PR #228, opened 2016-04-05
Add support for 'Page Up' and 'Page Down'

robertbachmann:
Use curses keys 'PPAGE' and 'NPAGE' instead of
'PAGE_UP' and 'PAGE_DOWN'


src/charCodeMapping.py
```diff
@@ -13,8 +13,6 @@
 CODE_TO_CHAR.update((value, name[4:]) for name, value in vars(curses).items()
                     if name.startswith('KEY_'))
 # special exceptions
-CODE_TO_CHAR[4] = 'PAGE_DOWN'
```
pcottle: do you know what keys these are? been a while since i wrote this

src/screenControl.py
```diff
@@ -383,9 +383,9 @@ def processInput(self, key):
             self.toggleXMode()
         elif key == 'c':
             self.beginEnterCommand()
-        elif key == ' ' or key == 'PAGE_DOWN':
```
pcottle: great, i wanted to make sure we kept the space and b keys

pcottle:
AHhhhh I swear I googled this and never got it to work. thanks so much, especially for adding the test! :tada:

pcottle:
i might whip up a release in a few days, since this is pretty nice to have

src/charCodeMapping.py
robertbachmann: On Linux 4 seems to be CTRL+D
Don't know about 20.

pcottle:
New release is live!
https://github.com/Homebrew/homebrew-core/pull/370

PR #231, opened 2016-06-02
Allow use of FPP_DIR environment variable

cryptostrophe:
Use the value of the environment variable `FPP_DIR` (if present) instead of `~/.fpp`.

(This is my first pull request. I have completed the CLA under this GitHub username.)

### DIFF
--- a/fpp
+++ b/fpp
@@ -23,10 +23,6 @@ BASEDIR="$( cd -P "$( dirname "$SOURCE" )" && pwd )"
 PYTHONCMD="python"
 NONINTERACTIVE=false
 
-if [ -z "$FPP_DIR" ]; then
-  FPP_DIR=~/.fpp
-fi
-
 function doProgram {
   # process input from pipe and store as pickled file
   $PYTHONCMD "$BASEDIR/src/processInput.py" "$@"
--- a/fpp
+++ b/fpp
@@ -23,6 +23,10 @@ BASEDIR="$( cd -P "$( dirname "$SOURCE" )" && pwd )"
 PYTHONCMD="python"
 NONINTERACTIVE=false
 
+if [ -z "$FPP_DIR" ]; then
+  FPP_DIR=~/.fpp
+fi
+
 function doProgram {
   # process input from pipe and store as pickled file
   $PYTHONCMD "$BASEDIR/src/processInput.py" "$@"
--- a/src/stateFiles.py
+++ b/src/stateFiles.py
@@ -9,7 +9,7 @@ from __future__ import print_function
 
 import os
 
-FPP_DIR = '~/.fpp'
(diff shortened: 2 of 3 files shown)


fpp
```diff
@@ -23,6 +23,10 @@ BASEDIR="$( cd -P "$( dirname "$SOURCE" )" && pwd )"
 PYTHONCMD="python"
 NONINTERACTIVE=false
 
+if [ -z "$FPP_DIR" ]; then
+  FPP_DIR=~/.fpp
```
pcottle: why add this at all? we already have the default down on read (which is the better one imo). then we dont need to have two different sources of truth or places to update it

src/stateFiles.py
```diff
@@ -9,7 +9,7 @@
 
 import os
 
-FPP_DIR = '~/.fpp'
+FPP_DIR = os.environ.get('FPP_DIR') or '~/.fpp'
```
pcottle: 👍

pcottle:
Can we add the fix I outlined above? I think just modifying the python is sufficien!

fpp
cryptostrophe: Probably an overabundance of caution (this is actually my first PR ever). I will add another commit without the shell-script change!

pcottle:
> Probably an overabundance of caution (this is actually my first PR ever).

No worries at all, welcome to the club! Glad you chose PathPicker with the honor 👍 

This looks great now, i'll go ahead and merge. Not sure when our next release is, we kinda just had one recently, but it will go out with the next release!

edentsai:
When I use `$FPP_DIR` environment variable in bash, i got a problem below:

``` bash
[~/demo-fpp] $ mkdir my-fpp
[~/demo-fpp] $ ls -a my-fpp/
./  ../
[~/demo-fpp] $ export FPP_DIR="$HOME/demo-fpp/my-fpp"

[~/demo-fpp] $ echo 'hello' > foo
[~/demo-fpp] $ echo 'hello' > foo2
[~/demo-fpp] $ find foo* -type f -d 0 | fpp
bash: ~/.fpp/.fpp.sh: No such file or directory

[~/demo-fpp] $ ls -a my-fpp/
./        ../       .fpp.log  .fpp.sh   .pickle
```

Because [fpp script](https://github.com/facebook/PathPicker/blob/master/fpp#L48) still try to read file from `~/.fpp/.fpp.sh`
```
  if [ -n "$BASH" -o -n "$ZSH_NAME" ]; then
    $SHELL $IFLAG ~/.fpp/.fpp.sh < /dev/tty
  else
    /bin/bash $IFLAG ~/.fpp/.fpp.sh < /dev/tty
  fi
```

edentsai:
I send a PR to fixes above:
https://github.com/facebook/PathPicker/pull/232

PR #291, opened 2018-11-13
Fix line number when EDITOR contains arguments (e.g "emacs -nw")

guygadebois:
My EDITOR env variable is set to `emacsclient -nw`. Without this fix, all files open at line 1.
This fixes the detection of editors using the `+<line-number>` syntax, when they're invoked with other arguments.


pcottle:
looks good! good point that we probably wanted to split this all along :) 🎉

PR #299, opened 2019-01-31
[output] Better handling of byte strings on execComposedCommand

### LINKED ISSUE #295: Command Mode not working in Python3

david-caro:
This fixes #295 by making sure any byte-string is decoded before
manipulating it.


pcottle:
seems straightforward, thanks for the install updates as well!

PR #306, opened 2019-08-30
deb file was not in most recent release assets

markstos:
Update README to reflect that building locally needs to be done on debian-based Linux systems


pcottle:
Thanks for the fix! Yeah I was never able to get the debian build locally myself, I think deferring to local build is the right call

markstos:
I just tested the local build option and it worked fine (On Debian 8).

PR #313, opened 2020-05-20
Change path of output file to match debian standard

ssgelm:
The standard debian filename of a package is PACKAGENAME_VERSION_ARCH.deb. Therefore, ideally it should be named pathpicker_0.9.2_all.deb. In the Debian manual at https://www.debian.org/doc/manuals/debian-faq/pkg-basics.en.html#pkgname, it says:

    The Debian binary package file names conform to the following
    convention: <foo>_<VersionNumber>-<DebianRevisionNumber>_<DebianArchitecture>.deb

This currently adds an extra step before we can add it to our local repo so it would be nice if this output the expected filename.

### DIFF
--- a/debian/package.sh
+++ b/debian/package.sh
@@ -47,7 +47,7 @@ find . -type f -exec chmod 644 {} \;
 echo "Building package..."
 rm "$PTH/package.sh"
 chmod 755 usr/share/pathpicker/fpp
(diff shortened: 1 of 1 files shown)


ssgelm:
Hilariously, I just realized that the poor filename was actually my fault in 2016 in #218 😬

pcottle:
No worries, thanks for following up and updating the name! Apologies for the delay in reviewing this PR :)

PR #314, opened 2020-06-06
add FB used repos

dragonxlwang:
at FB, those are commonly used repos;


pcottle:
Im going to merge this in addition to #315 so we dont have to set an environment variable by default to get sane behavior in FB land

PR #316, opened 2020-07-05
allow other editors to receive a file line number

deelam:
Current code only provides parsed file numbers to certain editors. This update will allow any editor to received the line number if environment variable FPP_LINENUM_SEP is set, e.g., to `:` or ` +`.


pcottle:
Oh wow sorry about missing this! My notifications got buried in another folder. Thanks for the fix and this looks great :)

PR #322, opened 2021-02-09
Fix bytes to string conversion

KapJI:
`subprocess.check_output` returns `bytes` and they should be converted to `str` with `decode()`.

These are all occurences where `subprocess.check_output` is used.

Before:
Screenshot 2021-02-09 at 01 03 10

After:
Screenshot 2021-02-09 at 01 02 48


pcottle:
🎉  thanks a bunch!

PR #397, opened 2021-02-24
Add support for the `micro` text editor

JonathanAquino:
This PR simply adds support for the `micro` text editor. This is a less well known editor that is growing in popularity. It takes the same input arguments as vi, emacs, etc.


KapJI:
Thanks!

■ ■ ■ ■ ■

Every line from the line containing "Hilariously, I just" through the line containing "PR #397, opened 2021-02-24" in the records above must be retyped exactly. Leave out the rest.

Hilariously, I just realized that the poor filename was actually my fault in 2016 in #218 😬

pcottle:
No worries, thanks for following up and updating the name! Apologies for the delay in reviewing this PR :)

PR #314, opened 2020-06-06
add FB used repos

dragonxlwang:
at FB, those are commonly used repos;


pcottle:
Im going to merge this in addition to #315 so we dont have to set an environment variable by default to get sane behavior in FB land

PR #316, opened 2020-07-05
allow other editors to receive a file line number

deelam:
Current code only provides parsed file numbers to certain editors. This update will allow any editor to received the line number if environment variable FPP_LINENUM_SEP is set, e.g., to `:` or ` +`.


pcottle:
Oh wow sorry about missing this! My notifications got buried in another folder. Thanks for the fix and this looks great :)

PR #322, opened 2021-02-09
Fix bytes to string conversion

KapJI:
`subprocess.check_output` returns `bytes` and they should be converted to `str` with `decode()`.

These are all occurences where `subprocess.check_output` is used.

Before:
Screenshot 2021-02-09 at 01 03 10

After:
Screenshot 2021-02-09 at 01 02 48


pcottle:
🎉  thanks a bunch!

PR #397, opened 2021-02-24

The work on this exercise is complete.